Since the basic idea seeing the overall input contexts as references is same, it is obvious that we can use attention to basic RNN based models.
In other words, there are various application methods so I cannot say that the examples below are absolutely only correct options.
Therefore, we should understand that the basic idea is taken equally but the specific way can vary depending on users, purposes or tasks.
Seeing previous hidden states to produce an output
To make a token produced from one RNN cell, we can check the similarity with current hidden state and previous hidden states which the model went through.
That is, we make a token based on the context of sequence before.
Basically, it is same as the usage in the decoder of seq2seq model.
But there is no encoder which contains full context or all hidden states, so we just focus on previous hidden states which the model already passed.
The rest of the process, which includes softmax and weighted sum to make attention value, is no different.
This can be used for text generation with basic RNN model.
Seeing overall output from RNN cells after finishing the whole process
We can also use attention technique after getting all outputs(hidden states) from RNN.
This idea implies that the importance score of each output can be interpreted as attention weight and can be applied to original output values.
Here’s a simple example for this.
Assume that the sequence length is $L$ and the size of a hidden state is $h$.
We have the output tensor in shape of $(L, h)$. (We are not considering batch size right now.)

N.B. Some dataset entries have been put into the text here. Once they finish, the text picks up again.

PR #700, opened 2022-10-18
Non recursive automake and Debian packaging changes

saiarcot895:
This PR brings in three major changes:

1. Switch to using non-recursive automake. The primary advantage of this is that builds for source files across subdirectories can happen in parallel, which reduces the build time on systems with sufficient cores. On my dev VM, the build time went from about 2:55 to 2:28 for the Bullseye build.
2. Update the Debian packaging files to a more recent syntax/features supported in Debian Buster (and newer).
3. Disable building static libraries. The build time dropped to about 1:30 on my dev VM.


qiluo-msft (dismissed):
LGTM. Please wait for other reviewers.

qiluo-msft (approved):

saiarcot895:
Requesting cherry-pick to 202205 and 202211 for space reduction purposes (removal of static libraries).

yxieca:
@saiarcot895 please create separate PR for 202205 branch.

PR #703, opened 2022-10-26
Update sairedis build command

saiarcot895:
The build rules for sairedis have been simplified in sonic-net/sonic-sairedis#1116. As a result, build targets have changed. Update the build step here accordingly.


xumia (dismissed):

prsunny:
@saiarcot895 , seems I don't have more context on this change. Its good to get @xumia to signoff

This output tensor goes through a linear layer in size of $h \times 1$.
So this output vectors are converted into scalar values, which are attention scores.
Then after a softmax, these values become attention weights.

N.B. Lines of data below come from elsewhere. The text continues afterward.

PR #708, opened 2022-11-11
[NotificationProducer] add pipeline support

stepanblyschak:
Added a pipeline support for *NotificationProducer*. *NotificationProducer* created with *RedisPipeline* will buffer published notifications untill a *flush* is called on *RedisPipeline* or *RedisPipeline*'s command buffer is filled.

The motivation for this change is to optimize redis usage when using *ResponsePublisher* from sonic-swss for a lot of entries.


stepanblyschak:
Fix for sairedis tests - https://github.com/sonic-net/sonic-sairedis/pull/1169

liat-grozovik:
@marian-pritsak @prsunny could you please help to review?

BUILD
```diff
@@ -10,6 +10,7 @@ cc_library(
         "common/*.hpp",
     ]),
     copts = [
+        "-std=c++14",
```
qiluo-msft, line 13: >c++14 [](http://example.com/codeflow?start=14&length=5)

Other places are using c++11. Is it a concern?

common/notificationproducer.cpp
```diff
@@ -1,7 +1,14 @@
 #include "notificationproducer.h"
 
+#define NON_BUFFERED_COMMAND_BUFFER_SIZE 1
+
 swss::NotificationProducer::NotificationProducer(swss::DBConnector *db, const std::string &channel):
-    m_db(db), m_channel(channel)
+    m_ownedpipe(std::make_unique<swss::RedisPipeline>(db, NON_BUFFERED_COMMAND_BUFFER_SIZE)), m_pipe(m_ownedpipe.get()), m_channel(channel), m_buffered(false)
```
qiluo-msft, line 6: >m_ownedpipe [](http://example.com/codeflow?start=101&length=11)

You are assume m_pipe initialized after m_ownedpipe initialized. The sequence is not well known knowledge. Suggest you move `m_pipe` to function body for simplicity purpose.

common/notificationproducer.cpp
```diff
@@ -19,5 +26,19 @@ int64_t swss::NotificationProducer::send(const std::string &op, const std::strin
 
     SWSS_LOG_DEBUG("channel %s, publish: %s", m_channel.c_str(), msg.c_str());
 
-    return m_db->publish(m_channel, msg);
+    RedisCommand command;
+    command.format("PUBLISH %s %s", m_channel.c_str(), msg.c_str());
+
+    if (m_buffered)
+    {
+        m_pipe->push(command, REDIS_REPLY_INTEGER);
```
qiluo-msft, line 34: >m_pipe [](http://example.com/codeflow?start=8&length=6)

You may use `m_ownedpipe` directly. Are you defining two member variables for better performance? If yes, I prefer one variable for simplicity.

common/notificationproducer.cpp
```diff
@@ -19,5 +26,19 @@ int64_t swss::NotificationProducer::send(const std::string &op, const std::strin
...
+
+        // if operating in buffered mode return -1 as we can't know the number
+        // of client's that have read the message immediately
+        return -1;
```
qiluo-msft, line 38: >-1 [](http://example.com/codeflow?start=15&length=2)

Is it better to use `0`?

qiluo-msft:
@bocon13 Could you also help review?

BUILD
stepanblyschak: @qiluo-msft I don't see a problem. Everything builds successfully. I don't think other projects need to stay with c++11. c++14 has been around for a long time and adopted by compiler. As long as the headers are c++11 compatible and ABI does not change - everything works.

common/notificationproducer.cpp
stepanblyschak: The order of member initialization is defined by the standard and is well known. Member variables are initialized in the order they are defined in the class definition. If by any chance members are reordered in the definition any modern compiler will raise a warning (-Wreorder in gcc) and many of them should be treated as errors. Since we use -Wall + -Werror it is going to be catched.

common/notificationproducer.cpp
stepanblyschak: @qiluo-msft NotificationProducer has two invariants 1) Created from DBConnector and having it's own RedisPipeline in ```m_ownedpipe``` smart pointer and ```m_pipe``` pointing to it 2) NotificationProducer created from RedisPipeline which is not owned - ```m_ownedpipe``` is ```nullptr```, ```m_pipe``` is a non-owning raw pointer to RedisPipeline object.
So, ```m_pipe``` is always pointing to RedisPipeline that needs to be used regardless of how NotificationProducer has been created.

I see the same pattern beeing used for Table class (https://github.com/sonic-net/sonic-swss-common/blob/master/common/table.cpp#L38) and it was a motivation to follow the same desing.

However, the table class uses raw pointer and manual memory allocation/deallocation + a flag to indicate wether we own the RedisPipeline object. So I came up with a bit simpler approach.

common/notificationproducer.cpp
stepanblyschak: @qiluo-msft As stated by the comment on send() method the return code does not indicate the success or failure but the number of clients that read the message. In buffered mode we can't imidatelly tell how many clients read the message, so returning 1 might fool the user of this API that his consumer has already read message.

BUILD
qiluo-msft: Is it a blocking issue?
If the change is really needed, I prefer changing the c++NN option in a consistent way, and change dependent libraries/applications first (swss->sairedis->swss-common). And change pyext/py[23]/Makefiles.am at the same time.

stepanblyschak: sairedis is c++14 - https://github.com/sonic-net/sonic-sairedis/blob/master/configure.ac#L121
swss is c++14 - https://github.com/sonic-net/sonic-swss/blob/master/configure.ac#L57
I believe not every app using swss-common is now c++14, not to mention app extensions.
My point is that swss-common may use c++-14 in .cpp but must have c++-11 compatible headers for those apps that might not be able to migrate yet. Python swss-common bindings compile a wrapper cpp based of the headers, that's why py[23]/Makefile.am aren't changed and stay c++-11.

qiluo-msft (approved):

And original output tensor is put into weighted sum process based on this attention weights, which leads to attention value in size of $h$.
This attention value(vector) is concatenated with original output vector then put into additional procedure based on tasks the user wants to conduct.
I used this method in text classification by putting additional linear layer and softmax after the concatenation for final classification.
In this case, the linear layer which converts output hidden states into vectors in size $1$ becomes $Q$(Query) itself.
Since it is just a linear transformation, so this linear transformation matrix is Query which asks how each hidden state can be changed into a value showing us its importance.
The original hidden states are $K$(Key) and final weighted sum(in the same size with $h$) becomes $V$(Value).
As I mentioned, the attention’s idea can be adapted into various circumstances as various forms.
The point is not the examples above, but the fundamental idea itself.
So that’s all I need to say about the attention mechanism.
Now we are ready to see the famous Transformer model.